Auswertung überlieferter Dokumente der Jahre 1933 bis 1960, die sich mit der seit 1933 einsetzenden Verfolgung der Familie Adler durch die Nationalsozialisten, der Enteignung und dem nach 1945 eingeleiteten Wiedergutmachungsverfahren befassen.
Durchsicht der Beschlagnahmeprotokolle, Briefe und Dokumente in der 2007 im Münchner Stadtmuseum entdeckten Akte.
Eine bedeutende Quelle ist das von Emilie Adler und ihrem Schwiegersohn Erich Glas im März 1960 an die Wiedergutmachungsbehörde, München übergebene, fünfseitige Inventarverzeichnis der Münchner Wohnung Adler.
Abschriften von Korrespondenzen zwischen Karl Adler und Alfred Kubin sowie Erich Glas und Kubin.
Im Eigentum der Nachfahren haben sich darüber hinaus einige wenige s/w Fotografien der Innenräume des von der Familie Adler bis Anfang Oktober 1933 bewohnten Hauses in München Harlaching erhalten. Die Fotografien vermitteln einen Eindruck von der kostbaren Ausstattung der Räume.
Recherchen in Katalogen vergangener Ausstellungen, Museumsarchiven, Galerien und Auktionsaufzeichnungen, um die Herkunft der Kunstwerke zu ermitteln.
Die Befragung von Experten, um wertvolle Einblicke in künstlerische Stile und historische Kontexte zu bekommen.
ERGEBNISSE
Wie bereits erwähnt, handelte es sich bei der Adler-Kunstsammlung um eine besondere Sammlung, die nicht nur klassische Kunst umfasste, wie unter zeitgenössischen Sammlern üblich, sondern sich auch auf moderne Kunst konzentrierte.
Diese Besonderheit machte die Recherche für alle Beteiligten besonders spannend – und ebenso schwierig.
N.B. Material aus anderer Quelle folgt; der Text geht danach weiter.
PR #1518, opened 2026-05-08
Refactor RV64 bytecode expansion pipeline

quangvdao:
Posted by Cursor assistant (model: GPT-5) on behalf of the user (Quang Dao) with approval.

## Summary
- make the program pipeline consistently RV64-only after the previous tracer cleanup and ELF32/RV32 rejection
- split instruction identity by phase with `RiscvInstructionKind`, `JoltInstructionKind`, and `LookupInstructionKind`
- refactor `jolt-program::expand` into a compiler-style lowering pass: concrete lowerers record readable `ExpansionOp` recipes, and owned `ExpansionState` materializes allocator state, recursive helper expansion, temp lifetimes, capacity checks, and metadata stamping centrally
- keep concrete instruction lowerings readable as ordered `asm.emit_*`, `asm.expand_*`, `asm.allocate`, and `asm.release` snippets while removing allocator borrows from the builder
- feature-gate serde/ark serialization behind default `serialization` features so the provider-free expansion core can be extracted with `--no-default-features`
- add compact parity validation for provider-free expansion without checking in giant expanded-row fixtures

## Extraction status
- Hax extraction now succeeds for `jolt_program::expand` with `cargo hax -C -p jolt-program --no-default-features`, producing Lean under `/tmp/jolt-program-hax-lean-refactor`
- the extracted core no longer pulls in serde/ark serialization, the old generic `Into<RegisterOperand>` helper noise, the CSR helper name collision, or the dynamic Vec-backed temp-table update shape
- the generated Lean still does not compile end-to-end; remaining blockers are concentrated in Hax/Lean support for generated `while_loop_return` forms, very large nested lowerer definitions, and helper definitions that fail to enter the environment after earlier Lean errors

## Bug fixes from parity validation
- fixed word AMO min/max temp allocation so recursive helper expansion reuses the same virtual registers as main
- fixed `ECALL` temp allocation/materialization order so its final expanded rows match main exactly

## Verification
- `cargo fmt -q`
- `cargo clippy -p jolt-program --no-default-features -q --all-targets -- -D warnings`
- `cargo clippy -p jolt-program -q --all-targets -- -D warnings`
- `cargo nextest run -p jolt-program --cargo-quiet`
- `cargo clippy --all --features host -q --all-targets -- -D warnings`
- `cargo clippy --all --features host,zk -q --all-targets -- -D warnings`
- `cargo nextest run -p jolt-core muldiv --cargo-quiet --features host`
[...]

PR #1522, opened 2026-05-12
Split source/Jolt instruction catalogs

quangvdao:
Posted by Cursor assistant (model: GPT-5.5) on behalf of the user (Quang Dao) with approval.

## Summary

This PR implements the source/final instruction split for Jolt. Decoded RV64/source-program instructions now flow through source row types, expansion emits final Jolt bytecode rows, and proving/lookup metadata is only queried from final `JoltInstructionRow` values.

The PR started as the implementation spec, but it is now an implementation PR: the spec remains in-tree as the design record and checklist for the cutover.

## What Changed

- Added phase-specific instruction rows and enums in `jolt-riscv`: `SourceInstructionRow`, `SourceInstruction<T>`, `SourceInstructionKind`, `JoltInstructionRow`, `JoltInstruction<T>`, and `JoltInstructionKind`.
- Removed the old shared `NormalizedInstruction` / broad mirrored instruction boundary.
- Made `SourceInstructionKind` and `JoltInstructionKind` distinct universes. Source includes decode/expansion inputs such as `ADDW`, narrow loads/stores, atomics, CSRs, traps, and `Inline`; final Jolt includes only rows admitted into expanded bytecode and proving tables.
- Added canonical names, stable final-row tags, profile-local dense indexes, shipped profiles (`RV64IM_JOLT`, `RV64IMAC_JOLT`, `RV64IMAC_JOLT_ALL_INLINES`), and profile/catalog fingerprints.
- Updated RV64 decode and `jolt-program::expand` so decode produces source rows and expansion/materialization emits validated final `JoltInstructionRow` bytecode.
- Reworked expansion recipes to distinguish source helper expansion from final-row emission while preserving readable instruction-sequence style.
- Moved inline dispatch identity to source rows with `SourceInlineKey { opcode, funct3, funct7 }`; final `JoltInstructionKind::Inline` is gone.
- Updated inline provider boundaries so registered inlines accept source inline rows, declare `InlineExtension`s, and return validated final Jolt rows.
- Threaded selected `JoltInstructionProfile`s through decode, expansion, bytecode preprocessing, execution rows, and serialized preprocessing metadata.
- Updated tracer conversions so source conversion and final-row execution paths are phase-aware while tracer remains the owner of concrete execution semantics.
- Added `JoltTraceCycle<'a>` in `jolt-core` as the current prover-side adapter from raw tracer `Cycle` values to final-row proof metadata.
- Removed source/tracer proof-metadata leakage: aggregate `Flags for Instruction`, `InstructionLookup for Instruction`, and `InstructionLookup for Cycle` are gone; lookup-table metadata is constrained to final-row payloads.
- Updated R1CS, Spartan instruction-input, instruction lookup, ZkLean extraction, and Z3 extraction call sites to use final rows for flags/table routing.
- Added the `jolt-eval` source-to-expanded-Jolt equivalence invariant and updated tests around phase separation, profile legality, canonical names/tags, dense indexes, inline expansion, and proof-metadata boundaries.
- Updated `specs/compiler-native-bytecode-expansion.md` and added/maintained `specs/source-jolt-instruction-split.md` as the implementation record.

## Current Follow-Ups

- `JoltTraceCycle` is intentionally an interim boundary. The cleaner endpoint is to normalize once after tracing into a proof trace row equivalent to `jolt_program::execution::TraceRow`, then make prover internals consume that instead of `Arc<Vec<tracer::instruction::Cycle>>`.
- `jolt-riscv` still owns some final-row flag bitfield machinery. Lookup/flag queries are now final-row-only, but longer term we may want the RV64 catalog crate to know even less about Jolt proving metadata.
- `z3-verifier` package tests still expose existing incomplete/weak constraints in that crate; the main Jolt proof checks pass.

## Validation

Passed locally:

- `cargo fmt -q`
- `cargo nextest run -p jolt-program --cargo-quiet`
- `cargo nextest run -p tracer --cargo-quiet --features test-utils`
- `cargo nextest run -p jolt-lookup-tables --cargo-quiet`
- focused Jolt-core proof-metadata boundary tests
- ZkLean extraction smoke run


moodlezoup:
**Spec Analysis: Split source/Jolt instruction catalogs** (`specs/source-jolt-instruction-split.md`)

| Dimension | Score | Gap |
|-----------|-------|-----|
| Goal | 0.78 | Type-level relationship between `SourceInstructionKind` variants and the `SourceInline { opcode, funct3, funct7 }` payload is contradictory |
| Constraints | 0.65 | Compile-time profile selection mechanism + `inventory` interplay is undefined |
| Success Criteria | 0.70 | Fixture-hash regeneration is gated on an unspecified equivalence check; no `jolt-eval` invariant proposed |
| Context | 0.85 | Strong — cites #1518, names crates, lists each extension's members |
| **Ambiguity** | | **~26%** |

**Status: Questions remain** — 4 ambiguities to resolve before a one-shot implementation. The spec is thorough and well-grounded in the post-#1518 code (`crates/jolt-riscv/src/{kind,normalized}.rs`, `crates/jolt-program/src/expand/mod.rs:46`, `tracer/src/instruction/inline.rs:77`), but a few load-bearing decisions are still open.

---

**Questions:**

**1. [Goal] How does `SourceInstructionKind` represent registered inlines — one `Inline` variant + payload, or one variant per registered inline op?**

The Design section is internally inconsistent:

- The acceptance criterion `Generated SourceInstructionKind contains decoded RV64, Jolt custom source opcodes, **and registered inline opcodes** selected by the source catalog/profile` reads as "one `SourceInstructionKind` variant per registered inline" (e.g., `Sha256Inline`, `Keccak256Inline`, …).
- The struct sketch `SourceInstruction { kind: SourceInstructionKind, … inline: Option<SourceInline> }` plus `SourceInline { opcode, funct3, funct7 }` reads as "one universal `SourceInstructionKind::Inline` variant carrying dispatch metadata", matching today's `Instruction::INLINE { opcode, funct3, funct7 }` in `tracer/src/instruction/inline.rs`.
- The current generated `SourceInstructionKind::Inline` variant (`crates/jolt-riscv/src/kind.rs:25`) supports the second reading, but the catalog framing (`InlineExtension::Sha2`, `InlineExtension::Keccak256`, …) implies the first.

Which is it? If per-inline variants, what is `SourceInline`'s role — only for unregistered inlines decoded from the custom opcode space, or always present and redundant with `kind`? If one universal `Inline`, what does `InlineExtension::Sha2` actually gate — only `inventory` registration availability, or `SourceInstructionKind` membership?

**2. [Constraints] What is the compile-time profile selection mechanism, and does it shrink the generated enums?**

The spec says profiles must be `compile-time selections … visible to the Rust type system and Cargo feature/build configuration`, and shows `RV64IMAC_JOLT` as a `const JoltInstructionProfile`. But it doesn't specify:

- **Generated enum scope.** Does selecting `RV64IM_JOLT` (no `Rv64A`, no `Rv64C`) generate a *smaller* `JoltInstructionKind` enum than `RV64IMAC_JOLT` (no `LR/SC/AMO*` variants), or is the enum the union of all `JoltTargetExtension` members and the profile only gates legality at preprocessing? The acceptance criterion `Generated JoltInstructionKind contains only target-legal rows` is ambiguous between these. The former breaks cross-profile proof artifact compatibility and downstream `match` exhaustiveness; the latter contradicts "generated identifiers over those selected catalog entries".
- **API entry point.** What consumes the chosen `&'static JoltInstructionProfile`? Cargo feature gates on `jolt-program` (e.g. `--features profile-rv64imac`), a const generic threaded through `JoltProgram`/preprocessing keys, a type-level marker like `profile::Rv64imacJolt`, or a value passed at `JoltProgram::new`?
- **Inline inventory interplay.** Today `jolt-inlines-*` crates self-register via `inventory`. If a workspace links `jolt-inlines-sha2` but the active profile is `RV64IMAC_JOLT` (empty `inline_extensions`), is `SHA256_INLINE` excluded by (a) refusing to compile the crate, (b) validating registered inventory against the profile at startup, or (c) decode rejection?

Ein großer Teil der Sammlung bestand aus Druckgrafiken und Radierungen auf Papier, die in der Regel in größeren Auflagen (Serien von 50 oder 100 Drucken) hergestellt wurden. Viele dieser Werke sind in den Beschlagnahmeakten nur mit einer Nummer aufgeführt (z. B. "Alfred Kubin, Mappe mit 15 Drucken"). Diese Listen bestätigen zwar den Reichtum des Kerns der Sammlung - eine Fundgrube für moderne Grafik -, aber sie sind leider nicht detailliert genug, um bestimmte Werke zu identifizieren.
Gleiches gilt für einige der Zeichnungen und Gemälde, die zum Bestand der Sammlung Adler gehörten. In den überlieferten und konsultierten Dokumenten wird häufig nur der Künstler genannt, auf die Werktitel und eine genauere Beschreibung jedoch zumeist verzichtet.
Viele der Gemälde sind frühe Werke der damals jungen Künstler. Sie zeigten oft wiederkehrende Themen und Ansätze, die später zu Markenzeichen ihrer sich entwickelnden Stile wurden und den Blick der Adlers für die moderne Kunst unterstrichen.
In der Zeit der Beschlagnahmung wurden diese Gemälde jedoch unter Titeln katalogisiert, die nicht die für schlüssige Forschungsergebnisse erforderliche Spezifität aufwiesen.
So besaßen die Adlers beispielsweise ein Gemälde des Münchner Künstlers Leo Putz, das laut überlieferter Beschreibung eine Dame mit Hut in einem Park zeigt – ein Thema, welches Putz jedoch mehrmals gemalt hat. In den Beschlagnahmeakten taucht das Werk lediglich als "Dame mit Hut" auf. Leo Putz war zu Lebzeiten ein bekannter und geachteter Künstler, dessen Werke in renommierten Galerien und Salons in ganz Europa ausgestellt wurden. Auch war er vor allem für seine Porträts schöner junger Frauen bekannt, die er häufig in modischer Kleidung, einschließlich Hüten, darstellte. Die Suche nach der "Dame mit Hut" in Katalogen vergangener Ausstellungen, Auktionshäusern, Galerien und Museen ist wie die Suche nach einem bestimmten Sandkorn an einem riesigen Strand.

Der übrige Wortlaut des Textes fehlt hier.